Pengungkapan berawal dari pengembangan kasus sebelumnya, narkotika diselundupkan dalam mobil yang diderek.

Matamediaonline.com – Satresnarkoba Polres Metro Jakarta Pusat mengungkap kasus peredaran narkotika jaringan Medan–Jakarta. Dalam pengungkapan ini, polisi menyita 26,7 kilogram sabu dan 900 cartridge rokok elektrik berisi cairan diduga narkotika.

Kapolres Metro Jakarta Pusat Kombes Pol Dr. Reynold E. P. Hutagalung mengatakan pengungkapan kasus ini merupakan hasil pengembangan dari perkara sebelumnya.

“Kasus ini hasil pengembangan dari pengungkapan sebelumnya pada Desember 2025,” ujar Reynold dalam jumpa pers di Mapolres, Jumat (20/3).

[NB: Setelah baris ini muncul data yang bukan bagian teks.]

PR #359, opened 2025-12-05
Ignore SEL entries related to booting the OS

TuxPowered42:


src/check_dell.py
```diff
@@ -330,9 +330,20 @@ def check_ipmi_sel(res):
...
+            # Cleaning the SEL.
+            "Log area reset/cleared",
+            "SEL has no entries",
+            # Booting an OS which has iDRAC agent installed.
+            "OEM record",
+            "OS Boot",
+            "OS Critical Stop OS graceful shutdown Asserted",
+        ):
+            if ignore_str in linestr:
+                ignore = True
```
lamaral, line 344: Why loop over all of the strings before making a decision?
Just call continue here and get rid of the ignore variable altogether.

PR #366, opened 2026-04-07
check_alloy: Rewrite to auto-discover all supported components and report drops

konstantinbest:
Example output:

```
OK - 3 component(s) checked | loki_write_default_dropped=0.0;10485760.0;52428800.0;0 loki_write_default_sent=9356.0 prometheus_remote_write_mimir_dropped=0.0;10485760.0;52428800.0;0 prometheus_remote_write_mimir_sent=4000.0 pyroscope_write_default_dropped=0.0;10485760.0;52428800.0;0 pyroscope_write_default_sent=0.0
Component                      Status  Dropped    Sent
-----------------------------  ------  ---------  ------------
loki.write.default             OK      0 bytes    9356 bytes
prometheus.remote_write.mimir  OK      0 samples  4000 samples
pyroscope.write.default        OK      0 bytes    0 bytes
```

### DIFF
--- a/src/check_alloy.py
+++ b/src/check_alloy.py
@@ -1,9 +1,13 @@
 #!/usr/bin/env python3
 """InnoGames Monitoring Plugins - Grafana Alloy Check
 
-This script checks Grafana Alloy metrics to detect when logs are piling up
-instead of being shipped. It monitors the difference between encoded bytes
-(queued) and sent bytes (shipped) via Alloy's Prometheus metrics endpoint.
+This script checks Grafana Alloy metrics to detect when data is being dropped
+instead of being shipped. It automatically discovers all supported component
+instances (loki.write, pyroscope.write, otelcol.exporter.otlp,
+prometheus.remote_write) and reports on each of them.
+
+A state file is used to compute per-interval deltas so that alerts clear as
+soon as drops stop occurring.
 
 Copyright (c) 2026 InnoGames GmbH
 """
@@ -26,16 +30,56 @@ Copyright (c) 2026 InnoGames GmbH
 # THE SOFTWARE.
 
 import argparse
-import sys
-from typing import Dict, List
-
+import json
+import re
 import requests
+import sys
+
+from typing import Dict, List, Optional, Tuple
+
+
+# Mapping from component type prefix to (dropped_metric, sent_metric, unit).
+# dropped_metric may be None if the component does not expose a drop counter.
+COMPONENT_METRICS: Dict[str, Tuple[Optional[str], str, str]] = {
+    'loki.write': (
+        'loki_write_dropped_bytes_total',
+        'loki_write_sent_bytes_total',
+        'bytes',
+    ),
+    'pyroscope.write': (
+        'pyroscope_write_dropped_bytes_total',
+        'pyroscope_write_sent_bytes_total',
+        'bytes',
+    ),
+    'otelcol.exporter.otlp': (
+        'otelcol_exporter_send_failed_spans_total',
+        'otelcol_exporter_sent_spans_total',
+        'spans',
+    ),
+    'prometheus.remote_write': (
+        'prometheus_remote_storage_samples_failed_total',
+        'prometheus_remote_storage_samples_total',
+        'samples',
+    ),
+}
+
+# All metric names we care about across all component types
+ALL_METRICS = {
+    metric
+    for dropped, sent, _ in COMPONENT_METRICS.values()
+    for metric in (dropped, sent)
+    if metric is not None
+}
+
+STATUS_MAP = {0: 'OK', 1: 'WARNING', 2: 'CRITICAL'}
+
+COL_HEADERS = ('Component', 'Status', 'Dropped', 'Sent')
 
 
 def parse_args() -> argparse.Namespace:
     """Parse command-line arguments"""
     parser = argparse.ArgumentParser(
-        description='Check Grafana Alloy metrics for log backlog'
+        description='Check Grafana Alloy metrics for dropped data across all components'
     )
 
     parser.add_argument(
@@ -44,21 +88,21 @@ def parse_args() -> argparse.Namespace:
         help='Alloy metrics endpoint URL (default: http://localhost:12345/metrics)',
     )
     parser.add_argument(
-        '--component',
-        default='loki.write.default',
-        help='Component to monitor (default: loki.write.default)',
-    )
-    parser.add_argument(
         '--warning', '-w',
         required=True,
         type=float,
-        help='Warning threshold in bytes',
+        help='Warning threshold — number of dropped units per interval',
     )
     parser.add_argument(
         '--critical', '-c',
         required=True,
         type=float,
-        help='Critical threshold in bytes',
+        help='Critical threshold — number of dropped units per interval',
+    )
+    parser.add_argument(
+        '--state-file',
+        default='/run/check_alloy_backlog.json',
+        help='Path to state file (default: /run/check_alloy_backlog.json)',
     )
 
     return parser.parse_args()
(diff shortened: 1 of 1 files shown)


src/check_alloy.py
```diff
@@ -80,120 +127,183 @@ def fetch_metrics(url: str, timeout: int) -> str:
...
-                break
-
-        if not line_has_needed_metric:
+        # Quick pre-filter: skip lines that don't start with a metric we want
+        if not any(line.startswith(m + '{') for m in ALL_METRICS):
             continue
 
         try:
-            # Parse metric line: metric_name{label="value",...} numeric_value
             if '{' not in line:
```
Phantuman: This check is already fullfilled by the change above

src/check_alloy.py
```diff
@@ -26,39 +30,82 @@
...
-        '--component',
-        default='loki.write.default',
-        help='Component to monitor (default: loki.write.default)',
-    )
     parser.add_argument(
         '--warning', '-w',
         required=True,
         type=float,
-        help='Warning threshold in bytes',
+        help='Critical threshold — number of dropped units per interval',
```
Phantuman: This should be warning

src/check_alloy.py
```diff
@@ -26,39 +30,82 @@
...
+# All metric names we care about across all component types
+ALL_METRICS = {
+    metric
+    for dropped, sent, _ in COMPONENT_METRICS.values()
+    for metric in (dropped, sent)
+    if metric is not None
+}
+
+# Reverse map: metric name -> component type
+METRIC_TO_COMPONENT_TYPE = {
```
YannikSc: This seems to be unused

src/check_alloy.py
```diff
@@ -80,120 +127,183 @@ def fetch_metrics(url: str, timeout: int) -> str:
...
+        if not any(line.startswith(m + '{') for m in ALL_METRICS):
             continue
 
         try:
-            # Parse metric line: metric_name{label="value",...} numeric_value
             if '{' not in line:
                 continue
 
             metric_name = line[:line.index('{')]
+            if metric_name not in ALL_METRICS:
```
Phantuman: This should also be already checked above

src/check_alloy.py
```diff
@@ -80,120 +127,183 @@ def fetch_metrics(url: str, timeout: int) -> str:
...
+        worst_code = 0
+        perfdata_parts: List[str] = []
+        first_run_only = True
+
+        # Collect rows: (component_id, status_label, code, dropped_str, sent_str)
+        rows: List[Tuple[str, str, int, str, str]] = []
+
+        for component_id, metrics in sorted(supported_components.items()):
+            ctype = component_type(component_id)
+            assert ctype is not None
```
Phantuman: Asserts could be removed, this should not be used to test buissness logic

src/check_alloy.py
```diff
@@ -80,120 +127,183 @@ def fetch_metrics(url: str, timeout: int) -> str:
...
-        else:
-            status = 'OK'
-            code = 0
-
-        # Build performance data
-        perfdata_parts = [
-            f'{value_label}={check_value};{args.warning};{args.critical};0',
-            f'encoded={encoded_bytes}',
-            f'sent={sent_bytes}'
+            dropped = metrics.get(dropped_metric, 0.0) if dropped_metric else 0.0
```
YannikSc: I think the `if dropped_metric...` is not needed. 
That should've been already covered by the `.get`

src/check_alloy.py
```diff
@@ -80,120 +127,183 @@ def fetch_metrics(url: str, timeout: int) -> str:
...
+            if not prev:
+                # First time seeing this component — baseline only, no delta
+                rows.append((component_id, 'BASELINE', 0, '-', '-'))
+                continue
+
+            first_run_only = False
+            delta_dropped = max(dropped - prev.get('dropped', 0.0), 0.0)
+            delta_sent = max(sent - prev.get('sent', 0.0), 0.0)
+
+            safe_id = component_id.replace('.', '_').replace('/', '_')
```
YannikSc: Issues might be better prevented by using a set of safe characters, like a regex replace with `/[^a-zA-Z0-9_]+/ => _`

src/check_alloy.py
YannikSc: Assert makes sure, that the code works, but this will still break the script. Maybe a `if .. continue` is good enough for a monitoring script?

src/check_alloy.py
```diff
@@ -80,120 +127,183 @@ def fetch_metrics(url: str, timeout: int) -> str:
...
+                f'{delta_sent:.0f} {unit}',
+            ))
+
+        save_state(args.state_file, new_state)
+
+        if first_run_only:
+            print('OK - Collecting baseline data (first run)')
+            sys.exit(0)
+
+        status_map = {0: 'OK', 1: 'WARNING', 2: 'CRITICAL'}
```
YannikSc: As you already made use of global values, this might also be a good candidate to "promote"

src/check_alloy.py
```diff
@@ -80,120 +127,183 @@ def fetch_metrics(url: str, timeout: int) -> str:
...
+        overall = status_map[worst_code]
+
+        # Build aligned table
+        col_headers = ('Component', 'Status', 'Dropped', 'Sent')
```
YannikSc: Maybe also a global?

src/check_alloy.py
```diff
@@ -80,120 +127,183 @@ def fetch_metrics(url: str, timeout: int) -> str:
...
+                code = 1
+                label = 'WARNING'
+            else:
+                code = 0
+                label = 'OK'
+
+            worst_code = max(worst_code, code)
+            rows.append((
+                component_id,
+                label,
```
YannikSc: With the status_map being globally available, you can replace the label with a `STATUS_MAP[code]` to cut down on variables

src/check_alloy.py
Phantuman: The ternary operator is not needed here, as get can already handle None input.

src/check_alloy.py
YannikSc: "Critical"? Why is it warning then?

src/check_alloy.py
```diff
@@ -26,39 +30,82 @@
...
     parser.add_argument(
         '--critical', '-c',
         required=True,
         type=float,
-        help='Critical threshold in bytes',
+        help='Critical threshold — number of dropped units per interval',
+    )
+    parser.add_argument(
+        '--state-file',
+        default='/var/tmp/check_alloy_backlog.json',
```
YannikSc: On our systems this is still hitting the drive. You might want to checkout `/run` or the `$XDG_RUNTIME_DIR` environment variable for a proper place to but temporary files

Phantuman (approved):
LGTM

src/check_alloy.py
```diff
@@ -26,39 +30,79 @@
...
+    ),
+    'prometheus.remote_write': (
+        'prometheus_remote_storage_samples_failed_total',
+        'prometheus_remote_storage_samples_total',
+        'samples',
+    ),
+}
+
+# All metric names we care about across all component types
+ALL_METRICS = {
```
YannikSc: Would be nice to have consistent type hints for all these globals

src/check_alloy.py
```diff
@@ -80,120 +124,173 @@ def fetch_metrics(url: str, timeout: int) -> str:
...
+                component_id,
+                STATUS_MAP[code],
+                code,
+                f'{delta_dropped:.0f} {unit}',
+                f'{delta_sent:.0f} {unit}',
+            ))
+
+        save_state(args.state_file, new_state)
+
+        if first_run_only:
```
YannikSc: I'm not sure if this is really necessary. Sure without it the first run might not be okay (probably only relevant for existing servers anyway), but on the second run it's already fine?

The cost of it on the other hand is to think through the whole logic of this `first_run_only` variable. I'm not sure if this is necessary.

src/check_alloy.py
```diff
@@ -80,120 +124,173 @@ def fetch_metrics(url: str, timeout: int) -> str:
...
+            max(len(COL_HEADERS[0]), max(len(r[0]) for r in rows)),
+            max(len(COL_HEADERS[1]), max(len(r[1]) for r in rows)),
+            max(len(COL_HEADERS[2]), max(len(r[3]) for r in rows)),
+            max(len(COL_HEADERS[3]), max(len(r[4]) for r in rows)),
         ]
-        perfdata = ' '.join(perfdata_parts)
 
-        # Output result
-        print(f'{status} - {value_label} {check_value:.0f} bytes | {perfdata}')
+        def fmt_row(cols: Tuple[str, str, str, str]) -> str:
```
YannikSc: Do we do inline functions? Also I don't think this is really necessary here. You're not really gaining anything by replacing a single line with a single statement method call

src/check_alloy.py
```diff
@@ -80,120 +124,173 @@ def fetch_metrics(url: str, timeout: int) -> str:
...
+        with open(state_file, 'r') as f:
+            return json.load(f)
+    except (FileNotFoundError, json.JSONDecodeError, OSError):
+        return {}
+
+
+def save_state(state_file: str, state: Dict) -> None:
+    """Persist counter state to disk"""
+    with open(state_file, 'w') as f:
+        json.dump(state, f)
```
YannikSc: You do logging at all kinds of places in this script, maybe this should be at least logged, if not actually throwing a proper error if the file could not be saved.

src/check_alloy.py
```diff
@@ -80,120 +124,173 @@ def fetch_metrics(url: str, timeout: int) -> str:
...
+    return result
+
+
+def load_state(state_file: str) -> Dict:
+    """Load persisted counter state from disk"""
+    try:
+        with open(state_file, 'r') as f:
+            return json.load(f)
+    except (FileNotFoundError, json.JSONDecodeError, OSError):
+        return {}
```
YannikSc, line 173: The file might not be found on the first run, but with encoding or other errors, you might want to still print some error message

Dari pengungkapan tersebut, polisi menyita: 25 bungkus sabu dengan berat total ±26.706,1 gram, 900 cartridge vape berisi cairan diduga narkotika jenis etomidate, 1 unit ponsel, 1 unit mobil Mitsubishi Pajero, serta 2 ban mobil dengan velg.

Modus Disembunyikan di Mobil Derek

Kasatres Narkoba AKBP Wisnu S. Kuncoro menjelaskan, pelaku menggunakan modus penyelundupan narkotika dengan menyembunyikan barang di dalam mobil yang diangkut menggunakan towing.

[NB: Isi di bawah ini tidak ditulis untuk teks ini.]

PR #370, opened 2026-05-19
Allow for ignoring BIRD protocols by protocol type

TuxPowered42:


src/check_bird_protocols.py
```diff
@@ -44,21 +44,29 @@ def parse_args():
         action='append',
         help='Protocols containing this expression will be ignored'
     )
+    parser.add_argument(
+        '-p',
+        '--ignore_proto',
```
lamaral: This is now quite ambiguous with the existing `--ignore`, especially because Bird calls the instances protocols.

I think it would be better to call this one `--ignore_type` and the previous one `--ignore_proto`.

src/check_bird_protocols.py
```diff
@@ -44,21 +44,29 @@ def parse_args():
...
+        help='Protocols of this type will be ignored',
+    )
     return parser.parse_args()
 
 
 def main():
     args = parse_args()
     birdc_path = args.path
     ignored_terms = args.ignore
+    ignored_protos = args.ignore_proto
```
lamaral: Here the ambiguity gets even worse, as we are ignoring a protocol type and not a protocol itself.

lamaral (changes requested):

src/check_bird_protocols.py
TuxPowered42: I've fully renamed the options to `--ignore-name` and `--ignore-type`. Is that better?

src/check_bird_protocols.py
TuxPowered42: See the other comment.

lamaral (approved):

PR #371, opened 2026-05-20
Add check for Redfish sensors

lamaral:
Checks health of Chassis, Sensors and Redundancies as well as threshold values for sensors.

Works for Dell and Supermicro machines.

### DIFF
--- a/src/check_redfish_sensors.py
+++ b/src/check_redfish_sensors.py
@@ -1,0 +1,533 @@
+#!/usr/bin/env python3
+"""InnoGames Monitoring Plugins - Redfish Sensors Check
+
+This script queries the BMC of a Supermicro or Dell server via the Redfish
+HTTP API and reports the health of all sensors as well as power and thermal
+redundancies.
+
+Copyright (c) 2026 InnoGames GmbH
+"""
+# Permission is hereby granted, free of charge, to any person obtaining a copy
+# of this software and associated documentation files (the "Software"), to deal
+# in the Software without restriction, including without limitation the rights
+# to use, copy, modify, merge, publish, distribute, sublicense, and/or sell
+# copies of the Software, and to permit persons to whom the Software is
+# furnished to do so, subject to the following conditions:
+#
+# The above copyright notice and this permission notice shall be included in
+# all copies or substantial portions of the Software.
+#
+# THE SOFTWARE IS PROVIDED "AS IS", WITHOUT WARRANTY OF ANY KIND, EXPRESS OR
+# IMPLIED, INCLUDING BUT NOT LIMITED TO THE WARRANTIES OF MERCHANTABILITY,
+# FITNESS FOR A PARTICULAR PURPOSE AND NONINFRINGEMENT.  IN NO EVENT SHALL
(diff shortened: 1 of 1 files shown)


src/check_redfish_sensors.py
```diff
@@ -0,0 +1,529 @@
...
+    location = sensor.get('PhysicalContext', 'Unknown')
+    name = sensor.get('Name') or sensor.get('Id') or 'sensor'
+    label = sanitize_perfdata_label(f'{location}_{name}')
+
+    # Any unit other than % is replaced with an empty string as Nagios perfdata
+    # can only handle a very specific set of units.
+    perf_unit = '%' if sensor.get('ReadingUnits') == '%' else ''
+
+    thresholds = sensor.get('Thresholds', {})
+    upper_warn = thresholds.get('UpperCaution', {}).get('Reading')
```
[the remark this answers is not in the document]
lamaral: This increases complexity massively and we don't care about the perfdata in Nagios that much anyway.

src/check_redfish_sensors.py
```diff
@@ -0,0 +1,529 @@
...
+    output = summary + '\n\n' + body if body else summary
+    if perfdata:
+        output += '|' + ' '.join(perfdata)
+    return output
+
+
+class RedfishClient:
+    def __init__(self, hostname, username, password, timeout, verify_ssl):
+        self.base_url = f'https://{hostname}'
+        self.username = username
```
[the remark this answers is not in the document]
lamaral: Works with the current check, so we keep as is for simplicity.

src/check_redfish_sensors.py
```diff
@@ -0,0 +1,529 @@
...
+    )
+
+    def handle_sigterm(_signum, _frame):
+        redfish_client.logout()
+        print('UNKNOWN: terminated by signal')
+        sys.exit(ExitCodes.unknown)
+
+    signal.signal(signal.SIGTERM, handle_sigterm)
+
+    try:
```
TuxPowered42, line 118: That's a lot of code in try/except block. Can we have it split into functions, or even just one function, for cleaner code?

src/check_redfish_sensors.py
```diff
@@ -0,0 +1,529 @@
...
+        response = self.session.post(
+            url,
+            json={'UserName': self.username, 'Password': self.password},
+            timeout=self.timeout,
+        )
+        response.raise_for_status()
+        token = response.headers.get('X-Auth-Token')
+        location = response.headers.get('Location')
+        if not token or not location:
+            raise requests.RequestException(
```
TuxPowered42, line 456: Will this exception be properly caught by `main()` and cause an `UNKNOWN` Nagios result?

lamaral: `except requests.RequestException as e:` on line 173 will handle it.

src/check_redfish_sensors.py
lamaral: Sure, I extracted it to a separate function.

TuxPowered42 (approved):

PR #1093, opened 2024-01-16
fix(io-sign): [SFEQS-2089] Fix x-io-sign-environment header decode

lucacavallaro:
#### List of Changes

Add a type guard to work with `req.headers` with the right runtime type (`Map` instead of `Record<string, string>`)

#### Motivation and Context

Due to a type annotation error on the generated api client, `getEnvironmentFromHeaders` wrongly assumed that `req.headers` was a `Record` instead of an `Headers` map, so the decode step has always failed.

#### Types of changes

#### Checklist:

### DIFF
--- a/src/services/ioSignService.ts
+++ b/src/services/ioSignService.ts
@@ -58,7 +58,8 @@ const userNotFound =
 
 export const getEnvironmentFromHeaders = flow(
   O.fromPredicate(
-    (u: unknown): u is NodeFetchHeaders => u instanceof NodeFetchHeaders
+    (headers: unknown): headers is NodeFetchHeaders =>
+      headers instanceof NodeFetchHeaders
   ),
   O.map((headers) => headers.get("x-io-sign-environment")),
   O.chain(O.fromNullable),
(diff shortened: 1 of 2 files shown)


src/services/ioSignService.ts
```diff
@@ -57,7 +57,11 @@ const userNotFound =
   "The user associated with this profile could not be found.";
 
 export const getEnvironmentFromHeaders = flow(
-  lookup("x-io-sign-environment"),
+  O.fromPredicate(
+    (u: unknown): u is NodeFetchHeaders => u instanceof NodeFetchHeaders
```
gunzip, line 61:
```suggestion
    (headers: unknown): headers is NodeFetchHeaders => headers instanceof NodeFetchHeaders
```

or `h`

src/services/ioSignService.ts
```diff
@@ -57,7 +57,12 @@ const userNotFound =
   "The user associated with this profile could not be found.";
 
 export const getEnvironmentFromHeaders = flow(
```
gunzip, line 59: what if our fetch implementation changes?

lucacavallaro: if our fetch implementation changes we will have giant problems all over the project :) the autogenerated client is not fetch-agnostic

gunzip: can unit tests catch it?

lucacavallaro: if there are used other fetch implementation this method will return `prod` (the fallback value), there are no crashes or unhandled behavior

PR #1099, opened 2024-01-30
[#IOPID-1469] introduce validation job on root api specs

arcogabbo:
#### List of Changes

* introduced validation of OpenAPI specs located in root directory during CI

#### Motivation and Context

this job was missing on the pipeline. the newly added job together with root OpenAPI specs will be removed
in a dedicated PR. the refactoring started with #955

**NOTE:** to fix the currently invalid `api_backend.yaml` a type is being edited in https://github.com/pagopa/io-backend/pull/1099/commits/b4b9bdbd7090e6544848bfc429d16dc6e5f98c6f. the file is mentioned in `io-app` repository and the generated type will change from old `PathTraversalSafePathParam` to `t.string`. however, since the `t.string` type is less restrictive, the app build doesn't fail(cc. @shadowsheep1). backend side, the decoder is present in front of `upsertServicePreference` api call but it's missing in `getService` api call. a PR with a fix needs to be done.

#### Types of changes

#### Checklist:

### DIFF
--- a/.devops/code-review-pipelines.yml
+++ b/.devops/code-review-pipelines.yml
@@ -1,10 +1,10 @@
 # Azure DevOps pipeline to build, check source codes and run tests.
 #
-# To make Danger JS run on a pull request you need to add the following pipeline 
-# variable and set it with a GitHub access token (scope public_repo); otherwise 
-# set its value to 'skip' without marking it secret: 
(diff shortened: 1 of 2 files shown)


gquadrati (approved):
LGTM, thanks!!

Baca juga: Oknum Ngaku Wartawan Tawarkan Narkoba: Aktivis Desak Polisi Tegas Bongkar Jebakan Narkoba!

“Barang disembunyikan di dalam kendaraan yang diderek untuk mengelabui petugas,” ujarnya.

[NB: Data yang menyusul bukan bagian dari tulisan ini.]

PR #1101, opened 2024-02-01
[#IOPID-1453] Add event for Zendesk jwt errors

gquadrati:
#### List of Changes

- Trigger new `appbackend.zendesk.error` custom event

#### Motivation and Context

Raise an event when an error occurred on Zendesk token generation endpoint

#### Types of changes

#### Checklist:

### DIFF
--- a/src/app.ts
+++ b/src/app.ts
@@ -740,7 +740,8 @@ export async function newApp({
           allowZendeskIPSourceRange,
           PROFILE_SERVICE,
           TOKEN_SERVICE,
-          authMiddlewares.bearerZendesk
+          authMiddlewares.bearerZendesk,
+          appInsightsClient
         );
         return { acsController, app };
       },
@@ -953,11 +954,13 @@ function registerZendeskRoutes(
   profileService: ProfileService,
   tokenService: TokenService,
   // eslint-disable-next-line @typescript-eslint/no-explicit-any
-  bearerZendeskTokenAuth: any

Pengungkapan dilakukan di dua lokasi, yakni wilayah Cileungsi, Bogor, dan kawasan Mapolres Metro Jakarta Pusat di Kemayoran.

Kasus ini merupakan pengembangan dari penangkapan tersangka lain pada Desember 2025 dengan barang bukti 4 kilogram sabu dan cartridge narkotika.

Dari hasil pemeriksaan, polisi mendapatkan informasi adanya pengiriman narkotika dalam jumlah besar dari jaringan Medan ke Jakarta.

Tim kemudian melakukan penyelidikan dan observasi sebelum akhirnya menangkap tersangka berinisial K (41).

Terancam Hukuman Mati

Atas perbuatannya, tersangka dijerat dengan Undang-Undang Narkotika.

Pelaku terancam: Pidana mati, atau, Penjara seumur hidup, atau, Penjara 6–20 tahun, dan denda maksimal Rp10 miliar.